At the hotel, I was picked up by my pal Anthony Rossomando (formally of Libertines, Dirty Pretty Things and Klaxons) in a '91 white Mazda Miata convertible (thanks rent-a-wreck), trying to get to the polo grounds on which the festival is staged in time for Pulp. This did not happen due to traffic. The first show we wandered into was Mazzy Star. My buddy Brad is tour managing them, so I watched from the side, well, behind the stage really, as they emptied out my attic and then filled it with horsey, droned-out jams. One cool thing about this festival is that you can stumble onto say, psychedelic music, and then on to bands which morph that same theme (or you can do the opposite and see completely incongruous bands, whatever that means to you): we followed Mazzy Star by going over to the Gobi tent to see Black Angels and the Horrors.
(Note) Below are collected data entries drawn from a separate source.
PR #8, opened 2025-09-15
[CHT-14]-Add basic structure  for chat feature 

raouf-kamel:
add basic structure
add Entity Contact


Joseph-Sameh-0 (dismissed):

chat/src/main/kotlin/chat/dto/.gitkeep
devfalah, line 1: This file should be placed in `chat/src/main/kotlin/net/thechance/chat/dto/.gitkeep`

devfalah: same for others

chat/src/main/kotlin/chat/entity/Contact.kt
```diff
@@ -0,0 +1,21 @@
+package net.thechance.chat.entity
+
+import jakarta.persistence.Column
+import jakarta.persistence.Entity
+import jakarta.persistence.Id
+import jakarta.persistence.Table
+import java.util.UUID
+
+@Entity
+@Table(name = "contacts")
```
mosayed01: could we please specify the schema here

omer1998 (approved):

omer1998 (commented):
please raouf, update the folder structure to be aligned to what has been proposed by karrar

Joseph-Sameh-0:
add empty service and repository as a part of the structure

chat/src/main/kotlin/chat/mapper/.gitkeep
Joseph-Sameh-0, line 1: we don't need this folder

chat/src/main/kotlin/chat/entity/Contact.kt
```diff
@@ -0,0 +1,21 @@
...
+import java.util.UUID
+
+@Entity
+@Table(name = "contacts", schema = "chat")
+data class Contact(
+    @Id @Column(
+        columnDefinition = "uuid",
+        updatable = false,
+        nullable = false
+    ) val id: UUID = UUID.randomUUID(),
```
Karrar-Mohammed: you can put all the annotation parameter in one line for the readability

chat/src/main/kotlin/chat/entity/Contact.kt
```diff
@@ -0,0 +1,21 @@
...
+
+import jakarta.persistence.Column
+import jakarta.persistence.Entity
+import jakarta.persistence.Id
+import jakarta.persistence.Table
+import java.util.UUID
+
+@Entity
+@Table(name = "contacts", schema = "chat")
+data class Contact(
```
Karrar-Mohammed: why we have contact table ? why do we need to save the contact in the database ?

Joseph-Sameh-0: yes the user sync and save his contacts as a part of the story

omer1998: contact table here meant to save the contacts of the mena user in the database in order to enable the user to chat with them later on

chat/src/main/kotlin/chat/entity/Contact.kt
```diff
@@ -0,0 +1,21 @@
...
+    @Id @Column(
+        columnDefinition = "uuid",
+        updatable = false,
+        nullable = false
+    ) val id: UUID = UUID.randomUUID(),
+    @Column(nullable = false) val name: String,
```
Joseph-Sameh-0: it should be first name and last name not only one name

Joseph-Sameh-0 (approved):

chat/src/main/kotlin/chat/api/controller/ContactController.kt
```diff
@@ -0,0 +1,9 @@
+package net.thechance.chat.api.controller
+
+import org.springframework.web.bind.annotation.RequestMapping
+import org.springframework.web.bind.annotation.RestController
+
+@RestController
+@RequestMapping("/contacts")
```
mosayed01:
```suggestion
@RequestMapping("/chat/contacts")
```

mosayed01 (approved):

monaayman123 (approved):

chat/src/main/kotlin/chat/entity/Contact.kt
devfalah: @Joseph-Sameh-0 @omer1998 theres no need to save contacts on the server side, the sync endpoint should work like this:
- client sends a list of contacts to the server
- server responds with the same list, but with an extra flag indicate has a Mena account or not
- based on this response, the client updates its local database

devfalah: imagine if we have more than 10K users and each user has 1K contacts saving them all would result +10M contacts in our database without any benefit

Joseph-Sameh-0: @devfalah 
so why is there a button in the app to resync the contacts?
this is not the requirements
the requirements is to sync and store the contacts 

image

chat/src/main/kotlin/chat/api/controller/ContactController.kt
Joseph-Sameh-0: why ?
this chat/ path will be reserved for the chats not the contacts

mosayed01: since it's multi module and multi responsibility so we need to categories each some endpoints into base path
@Karrar-Mohammed what do u think?

Karrar-Mohammed: @mosayed01 yes that's correct

Karrar-Mohammed (approved):
good job, just do one more thing make the packages of the module like this

net/thechance/chat/{the other packages}

you can check falah message on slack for more details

Tom from the Horrors texts that he's in a trailer backstage where we can warm up and get some drinks... great tidings... but alas, hard to get in: my friend has a VIP pass but not artist area access. We try with one guard to get behind the audience barriers, no luck; but the second guard is more malleable. We say hi to the Black Angels coming off, Horrors going on, and then stand shivering, side of stage, watching the Horrors show. The music is beautiful.

Day 2

I let my bandmates do the press engagements today -- the weather and previous three days of shows gave me a bit of a sore throat. So most of the day is spent at the hotel. People are telling me they expect 40,000 people at our show... ok, might as well do what I can for the pipes. I meet Lykke Li at the bus. She is characteristically humble and concerned about us pulling off our duet properly, about the moves we'll do on stage. We consider having her step out from behind me using Klaus Kinski's patented frame-enter move from Aguirre, The Wrath of God, but decide that since she is wearing a Shirin Neshat mammy-jammy burka on her head when she comes out, it might backfire. After several requests a large bottle of Jack Daniels enters. We get on stage and, yeah, 40,000 people. Maybe, hard to see. After the show we drove the Miata back to some new friends house and we all soaked in the hot tub and the pool until dawn.

Day 3
As I write this, Love Unlimited Orchestra is playing as the warmup music for Dr. Dre and Snoop Dogg. I realize what Dre is for this century -- Duke Ellington. [Show happens] WTF that is the biggest sound I have heard at this festival. What an architect. Moreover these figures [Snoop, Eminem, 50 Cent] are inscrutable, monolithic, pretty profoundly American. They in fact kind of defined America for the last 20 or so years, in so many ways. A last drive around the desert at night with the top down, consulting GPS and hearing nightingales when slowed-down enough to make a u-turn. Now I'm back at the hotel, quitting smoking again.